— TASK PROMPT —
Lines with the word "messages": copy all of them from the entries below.

(DATA EXTRACT Opens)

PR #7665, opened 2025-12-01
activate `fs-err` features for nicer error messages

coszio:
In the new version of `fs-err` we can opt-in to more descriptive error messages for **dev builds**. See #7662

### DIFF
--- a/lib/collection/Cargo.toml
+++ b/lib/collection/Cargo.toml
@@ -20,6 +20,7 @@ staging = []
 
 [dev-dependencies]
 criterion = { workspace = true }
+fs-err = { workspace = true, features = ["debug"] }
 proptest = { workspace = true }
 rstest = { workspace = true }
 tar = { workspace = true }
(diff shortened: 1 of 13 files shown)


xzfc:
Relevant PR with examples: https://www.github.com/andrewhickman/fs-err/pull/81

lib/collection/Cargo.toml
```diff
@@ -20,6 +20,7 @@ staging = []
 
 [dev-dependencies]
 criterion = { workspace = true }
+fs-err = { workspace = true, features = ["debug"] }
```
monoid, line 23: Can we just add it to the root `Cargo.toml`?

coszio: no, because there is no `[workspace.dev-dependencies]`. 

An alternative is to use an alias in workspace dependencies (`fs-err-dev = { version = ..., package = "fs-err", features = ["debug"] }`, not sure if it actually works), but it still needs to be added in dev-dependencies for each subcrate.

PR #7669, opened 2025-12-02
SQ with metadata as enum

IvanPleshkov:
This PR is a refector of SQ, where we want to add new encodings.

New changes:

# Metadata is a enum
Before:
```
#[derive(Serialize, Deserialize)]
struct Metadata {
//....
}
```

After:
```
#[derive(Serialize, Deserialize)]
#[serde(untagged)]
enum Metadata {
    Int8(MetadataInt8),
}

#[derive(Serialize, Deserialize)]
struct MetadataInt8 {
//....
}
```

This change introduces an easy way to add a new encoding method.

Everything else is a change to fix the compilation. Or minor refactors like removing logic duplication

### DIFF
--- a/lib/quantization/src/encoded_vectors_u8.rs
+++ b/lib/quantization/src/encoded_vectors_u8.rs
@@ -18,6 +18,8 @@ use crate::encoded_vectors::{
 use crate::quantile::{find_min_max_from_iter, find_quantile_interval};
 
 pub const ALIGNMENT: usize = 16;
+// Each encoded vector stores an additional f32 at the beginning. Define it's size here.
+const ADDITIONAL_CONSTANT_SIZE: usize = std::mem::size_of::<f32>();
 
 #[derive(Clone, PartialEq, Debug)]
 pub enum ScalarQuantizationMethod {
@@ -37,12 +39,95 @@ pub struct EncodedQueryU8 {
 }
 
 #[derive(Serialize, Deserialize)]
-struct Metadata {
+#[serde(untagged)]
+enum Metadata {
+    Int8(MetadataInt8),
+}
+
+impl Metadata {
+    pub fn vector_parameters(&self) -> &VectorParameters {
+        match self {
+            Metadata::Int8(meta) => &meta.vector_parameters,
+        }
+    }
+
+    pub fn actual_dim(&self) -> usize {
+        match self {
+            Metadata::Int8(meta) => meta.actual_dim,
+        }
+    }
+
+    pub fn postprocess_score(&self, score: f32, query_offset: f32, vector_offset: f32) -> f32 {
+        match self {
+            Metadata::Int8(metadata) => {
+                metadata.postprocess_score(score, query_offset, vector_offset)
+            }
+        }
+    }
+
+    pub fn postprocess_internal_score(
+        &self,
+        score: f32,
+        query_offset: f32,
+        vector_offset: f32,
+    ) -> f32 {
+        match self {
+            Metadata::Int8(metadata) => {
+                metadata.postprocess_internal_score(score, query_offset, vector_offset)
+            }
+        }
+    }
+}
+
+#[derive(Serialize, Deserialize)]
+struct MetadataInt8 {
     actual_dim: usize,
     alpha: f32,
     offset: f32,
     multiplier: f32,
     vector_parameters: VectorParameters,
+}
+
+impl MetadataInt8 {
+    #[inline]
+    pub fn encode_value(&self, value: f32) -> u8 {
+        let i = (value - self.offset) / self.alpha;
+        i.clamp(0.0, 127.0).round() as u8
+    }
+
+    #[inline]
+    fn postprocess_score(&self, score: f32, query_offset: f32, vector_offset: f32) -> f32 {
+        self.multiplier * score + query_offset + vector_offset
+    }
+
+    #[inline]
+    fn postprocess_internal_score(
+        &self,
+        score: f32,
+        vector_1_offset: f32,
+        vector_2_offset: f32,
+    ) -> f32 {
+        let query_offset = vector_1_offset - self.get_shift();
+        self.postprocess_score(score, query_offset, vector_2_offset)
+    }
+
+    fn get_shift(&self) -> f32 {
+        // Dotprod after shifting produces a number which is not related to vector and query
+        // (x - a)(y - a) = xy - ax - ay + a^2
+        // this a^2 is returned here
+        // L2 is handled the same way as Dot here
+        let shift = match self.vector_parameters.distance_type {
+            DistanceType::Dot | DistanceType::L2 => {
+                self.actual_dim as f32 * self.offset * self.offset
+            }
+            DistanceType::L1 => 0.0,
+        };
+        if self.vector_parameters.invert {
+            -shift
+        } else {
+            shift
+        }
+    }
 }
 
 impl<TStorage: EncodedStorage> EncodedVectorsU8<TStorage> {
@@ -65,13 +150,13 @@ impl<TStorage: EncodedStorage> EncodedVectorsU8<TStorage> {
         let actual_dim = Self::get_actual_dim(vector_parameters);
 
         if count == 0 {
-            let metadata = Metadata {
+            let metadata = Metadata::Int8(MetadataInt8 {
                 actual_dim,
                 alpha: 0.0,
                 offset: 0.0,
                 multiplier: 0.0,
                 vector_parameters: vector_parameters.clone(),
-            };
+            });
             if let Some(meta_path) = meta_path {
                 meta_path
                     .parent()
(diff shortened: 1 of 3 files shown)


lib/quantization/src/encoded_vectors_u8.rs
```diff
@@ -225,70 +260,183 @@ impl<TStorage: EncodedStorage> EncodedVectorsU8<TStorage> {
...
-                }
-                DistanceType::L1 => {
-                    impl_score_l1_neon(q_ptr, v_ptr, self.metadata.actual_dim as u32)
+                let (vector_offset, v_ptr) = Self::parse_vec_data(bytes);
+                let q_ptr = query.encoded_query.as_ptr();
+
+                unsafe {
+                    let score = match metadata.vector_parameters.distance_type {
+                        DistanceType::Dot | DistanceType::L2 => {
+                            impl_score_dot_neon(q_ptr, v_ptr, metadata.actual_dim as u32)
```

(DATA EXTRACT Closes)

— EXERCISE ANSWER —
activate `fs-err` features for nicer error messages
In the new version of `fs-err` we can opt-in to more descriptive error messages for **dev builds**. See #7662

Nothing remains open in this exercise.